▶ [Work instruction]: Look through the data that follows and copy each line with the string "inheritance".

▶ [Extracted records]:
Issue #1399, opened 2025-07-31
Adding more documentation


onel:
Really interesting project.
I see parts of the code base are already well covered by reference docs but some are missing.

Would you be open to accepting some contributions regarding that?

rohanrawat09:
Hi! I'm Rohan, a JavaScript and Node js developer excited to contribute to open source. I'd love to take it up. Can you please assign it to me? 😊

jelveh:
@onel thank you for offering to help with this! That would be very welcome and appreciated.

I can assign this to both you and @rohanrawat09. You can decide how to split the work, for example, you docoument the backend and Rohan does the frontend. Any amount of documentation is greatly appreciated, even if small.

onel:
Sounds good @jelveh 

@rohanrawat09 do you prefer a specific part of the app?
I suggest we start each with some folders and see how it goes.
Do you want to start with: `src/backend/src/api`?
I can start with something like `src/putility`

rohanrawat09:
@onel I started with "src/gui" . I have already submitted a brief description of utils.js  (it haven't approved yet), which is the main logic of gui build. 
I prefer starting with frontend. What's your suggestion ?

onel:
Yeah, that sounds good to me. You do the FE, I'll look at the BE.
Glad to hear you already contributed

KernelDeimos:
@onel I maintain putility and backend. putility desperately needs documentation, especially the part implementing "features for classes" which has profound implications but is not widely understood.

Other backend concepts that need documentation include Context, Actor, the permission system internals, BroadcastService, dev console widgets... and if anyone wants more ideas I can come up with more. Feel free to reach out if you need any help.

onel:
that's good to know @KernelDeimos

happy to start with that section as it's as not as big as the whole BE and the move one to others.

jelveh:
Hey @onel  and @rohanrawat09, let me and @KernelDeimos  know if you need help with anything here.

onel:
hey @jelveh I finally got some time to focus on this and made the first PR. 
LMK if the style / content is appropriate and we can adjust.

I'll focus next on `putility`

jelveh:
Hi @onel thank you so much for your hard work on this! Please let me know if there is any part you'd like to work on as documentation is very critical right now.

Apologies for the delay in merging your PR last time, we now have put some processes in place to respond much more quickly to PRs now.

onel:
all good @jelveh. I'll love to contribute more.

[...]

PR #1433, opened 2025-08-12
Reference docs - putility

onel:
#1399

### DIFF
--- a/src/putility/src/concepts/Service.js
+++ b/src/putility/src/concepts/Service.js
@@ -80,8 +80,8 @@ class Service extends AdvancedBase {
         return ins;
     }
 
-    /** @type {Object} Implementation of the TService trait */
     static IMPLEMENTS = {
+        /** @type {Object} Implementation of the TService trait */
         [TService]: {
             /**
              * Initializes the service by running init hooks and calling _init if present


src/putility/src/bases/BasicBase.js
```diff
@@ -27,6 +36,12 @@ class BasicBase {
         return chain.reverse();
     }
 
+    /**
+     * Merges static array properties from all classes in the inheritance chain.
+     * Avoids duplicating the same array reference multiple times.
```
KernelDeimos: The statement here might be misleading. It probably **should** behave as described but right now the behaviour is more accurately described as follows:

```suggestion
     * Avoids duplicating the same array reference from contiguous members
     * of the inheritance chain (useful when using the decorator pattern with
     * multiple classes sharing a common base)
```

src/putility/src/concepts/Service.js
```diff
@@ -20,42 +20,75 @@
...
     static create ({ parameters, context }) {
         const ins = new this();
         ins._.context = context;
         ins.as(TService).construct(parameters);
         return ins;
     }
 
+    /** @type {Object} Implementation of the TService trait */
     static IMPLEMENTS = {
         [TService]: {
```
KernelDeimos: Probably here, right?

▶ [Response]:
+     * Merges static array properties from all classes in the inheritance chain.
     * of the inheritance chain (useful when using the decorator pattern with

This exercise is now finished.